Moreover, the School District attended to Connor's academic shortcomings through means other than special education. When a school district uses measures besides special education to assist struggling students, it is even less likely in breach of its child-find duty. See D.K., 696 F.3d at 252 (“Finally, the measures the School District did take to assist D.K. in the classroom militate against finding a Child Find violation.”). Connor's struggles related to organization and time management. In response, Connor's counselor, Ms. Suttles, offered to help Connor organize his notebooks and assignments, but the Durbrows declined the offer in order to avoid singling their son out. In addition, the CCSD prepared a § 504 Plan for Connor offering extra time on tests, quizzes, and standardized tests; scheduled math as early in the day as possible; and placed him in the smallest classes possible. In the beginning of Connor's senior year, as his incomplete assignments began to mount, the CCSD amended his § 504 Plan to reduce his homework load and permit him to audio record classes and access class notes online. As Connor's missing work proliferated, the CCSD again modified Connor's § 504 Plan.

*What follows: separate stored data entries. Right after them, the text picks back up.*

PR #1348, opened 2026-06-15
Update Optim.jl version in docs as Optim#1234 is resolved

KnutAM:
With `Optim.jl` v2.2.1, the landau example now works again (was restricted to `Optim.jl` v1 before). 

xref: https://github.com/JuliaNLSolvers/Optim.jl/issues/1234#issuecomment-4706006666

### DIFF
--- a/docs/Manifest.toml
+++ b/docs/Manifest.toml
@@ -2,7 +2,7 @@
 
 julia_version = "1.12.6"
 manifest_format = "2.0"
-project_hash = "6d0dc5950af997fe06d71214d77ad65f439e8f72"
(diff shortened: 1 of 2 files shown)


KnutAM:
Had to limit diffeq version, had to stop fixing that separate issue, but came as far as 

* `autodiff = false` to `autodiff = AutoFiniteDiff()`
* `integrator = init(...; verbose = true)` to `integrator = init(...; verbose = DEVerbosity())` (or smth else, but this was the easiest
* `intervals`: Not defined error - stopped here...

termi-official:
I will handle the update. I just forgot about doing it yet.

termi-official (approved):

The School District demonstrated individualized attentiveness and sensitivity to Connor's difficulties, also counseling against a child-find violation.

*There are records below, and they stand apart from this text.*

PR #1351, opened 2026-06-17
Bump Version 1.4.1

termi-official:


KnutAM:
Needs also update to changelog headers. 

Guess the [no CI] in #1350 was a bit too confident :D 
I forgot about the pre-commit checks...

termi-official:
> Guess the [no CI] in #1350 was a bit too confident :D

Yea, I forgot that these also have pre-commit checks. :D I guess we should introduce some `[skip test]` marker for such cases?

KnutAM:
Not 100 % (feel I should now this :D), but should the docs Manifest also be updated so that it has v1.4.1 in it? On the other hand, the hash would still be different after the squash commit?

termi-official:
> should the docs Manifest also be updated so that it has v1.4.1 in it?

Yes.

> On the other hand, the hash would still be different after the squash commit?

We use the path as source, so this is fortunately not a concern.

KnutAM (approved):

PR #1352, opened 2026-06-17
test that the package has no `Core.Box`es

KristofferC:
To avoid regressing on https://github.com/Ferrite-FEM/Ferrite.jl/pull/1265. This test is only active on nightly.


termi-official:
Any reason we didn't merge this?

KristofferC:
probably because we do not run CI on nightly so it wasn't really testing anything at this moment

Issue #1320, opened 2026-04-17
Problems with periodic BCs


DRollin:
I ran into two issues when using `PeriodicDirichlet` which I want to document here:
1. They are not affected by `update!`
    When you know that `AffineConstraint`s are not updated, this is not surprising, but in my opinion it would be good to have it updated.
   (I wanted to use that to solve the same system with different inhomogeneities.)
   Since @kreutzheidephil wanted to take a look at the `AffineConstraint`s, he might be able to solve this.
2. When defining the boundary, the approaches `∂Ω = ["left" => "right",  "bottom" => "top"]` and 
    ```
        img = union(getfacetset(grid, "left"),  getfacetset(grid, "bottom"))
	mir = union(getfacetset(grid, "right"), getfacetset(grid, "top"))
	∂Ω = collect_periodic_facets(grid, mir, img) 
    ```
     Do not give the same result (for the first version weird things are happening at the corners).
    Again, I am in contact with @kreutzheidephil to find a solution, but wanted to document the problem here.

lijas:
For the second point, the reason they give different results is because 

```
periodic = PeriodicDirichlet(
    :u,
    ["left" => "right", "bottom" => "top"],
    [1, 2]
)
```
also locks one of the corner nodes to remove the rigid body motion. The approach with collect_periodic_facets does not do this, and the user has to remove rigid body rotations/translations themself some way. This is poorly documented I think, and should be updated someway. My suggestion is to:
1. add an option when creating a periodic consraint `PeriodicDirichlet(...; remove_rigid_body_motion=true`). 
2. or for the user to define themself what corner node to lock, via a normal Dirichlet constraint on one of the corner nodes. The problem with this approach is that I think the problem may become overconstrained in some cases (a node is both master and slave). This couldbe solved by implementing a "untangling" algorithm of the constraints in the close!() function.

kreutzheidephil:
Hi @lijas 
correct me if I am wrong, but isn't the locking of the solution in corners legacy code, i.e. [here](https://github.com/Ferrite-FEM/Ferrite.jl/blob/efa551d6e6c353e9c0447fdf1e86409ed8be700e/src/Dofs/ConstraintHandler.jl#L1174-L1182)? If that is the case then wouldn't what @DRollin mentioned be a bug, as no `depwarn` is thrown?

lijas:
[...]

PR #1353, opened 2026-06-18
Add time dependent PeriodicDirichlet

### LINKED ISSUE #1332: Periodic / affine constraints don't allow time dependent inhomogeneities
I just wanted to document this. @DRollin mentioned this in #1320 but I wanted to explicitly open an issue just for this to facilitate discussion and to add a MWE.

```
using Ferrite
dh = DofHandler(grid)
add!(dh, :u, ip)
close!(dh)
ch = ConstraintHandler(dh)
∂Ω = collect_periodic_facets(grid, getfacetset(grid, "left"), getfacetset(grid, "right"))
pdbc = PeriodicDirichlet(:u, ∂Ω, (x, t) -> t)
add!(ch, pdbc)
close!(ch)
println("ch.inhomogeneities before update!: $(ch.inhomogeneities)")
update!(ch, 1.0)
println("ch.inhomogeneities after update!:  $(ch.inhomogeneities)")
```
output: 
```
julia> 
ch.inhomogeneities before update!: [0.0, 0.0]
ch.inhomogeneities after update!:  [0.0, 0.0]
```

This leads to a difficult-to-diagnose silent errors when solving nonlinear problems with pseudo time stepping for example.

lijas:
Adds an update function for PeriodicDirichlet's so it is possible to have time dependent inhomogeneties.

I dont know how common it is but seems to be requested in #1320 

It also seems like PeriodicDirichlet's with inhomogeneties were untested, so this adds some more tests for that.

Closes #1332

### DIFF
--- a/CHANGELOG.md
+++ b/CHANGELOG.md
@@ -8,8 +8,10 @@ and this project adheres to [Semantic Versioning](https://semver.org/spec/v2.0.0
 ## [Next] - xxxx-xx-xx
 
 ### Documentation
-
 - Landau example in code gallery now shows how to use DifferentiationInterface and HyperHessians as a backend. (#1345)
+
+### Added
+ - `PeriodicDirichlet` can now have time dependent inhomogenities. ([#1353])
 
 ## [v1.4.1] - 2026-06-17
 
--- a/CHANGELOG.md
+++ b/CHANGELOG.md
@@ -11,7 +11,7 @@ and this project adheres to [Semantic Versioning](https://semver.org/spec/v2.0.0
 - Landau example in code gallery now shows how to use DifferentiationInterface and HyperHessians as a backend. (#1345)
 
 ### Added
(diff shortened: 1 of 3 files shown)


KnutAM:
I think it would be nice to have this more general and not restricted to periodic BCs, but to have something like
https://github.com/Ferrite-FEM/Ferrite.jl/discussions/1336#discussioncomment-16950944
(named: https://github.com/Ferrite-FEM/Ferrite.jl/discussions/1336#discussioncomment-16952724)

lijas:
We can probably add something like that aswell for other cases, but i think it is better if the constraint (PeriodicDirichlet in this case) that "owns"/created the affine constraints should handle its update (instead of passing it to some other struct). 

Also, i dont se how your approach can pass the coordinate argument in f(x,t) because that requires looping over the faces.

KnutAM:
> Also, i dont se how your approach can pass the coordinate argument in f(x,t) because that requires looping over the faces.

That’s the `args[i]` part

Lastly, even if Connor qualified as a “child with a disability” following his senior-year academic decline, the CCSD satisfied its child-find duty by initiating the IDEA-eligibility process at the Durbrows' request. School districts are granted a “reasonable time” to identify, locate, and evaluate children with disabilities once they are on notice of the student's need for special education. See D.K., 696 F.3d at 250. The Durbrows and the CCSD initiated the IDEA-eligibility process in May 2013, during the spring of his senior year after Connor received two failing grades. Thus, even if Connor's senior-year grades rendered him a “child with a disability”—and the record does not support that conclusion—the CCSD fulfilled its child-find duty by evaluating him within a reasonable time. Id. It is unfortunate that Connor did not graduate from high school at the end of his senior year when he was more than capable of doing so. Still, the School District made numerous attempts to provide Connor with uniquely tailored aid and cannot be held responsible for Connor's senior-year academic downturn.

The district court properly dismissed the Durbrows' § 504 and ADA claims for failure to exhaust administrative remedies and denied their Motion for Judgment on the Administrative Record.



1.   Section 504 of the Rehabilitation Act, 29 U.S.C. § 794(a), prohibits federally funded programs from discriminating against individuals with disabilities. Additionally, federally funded programs, including the CCSD, must evaluate students with disabilities to formulate § 504 Plans designed to aid the student's access to the general curriculum. See 34 C.F.R. § 104.33.

2.   The Durbrows described “executive functioning disorder” as difficulty “setting goals” and “complet[ing] multi-step tasks.” “Executive functioning disorder” is not recognized by the Diagnostic and Statistical Manual of Mental Disorders (5th ed.), and is best understood as a symptom of ADHD.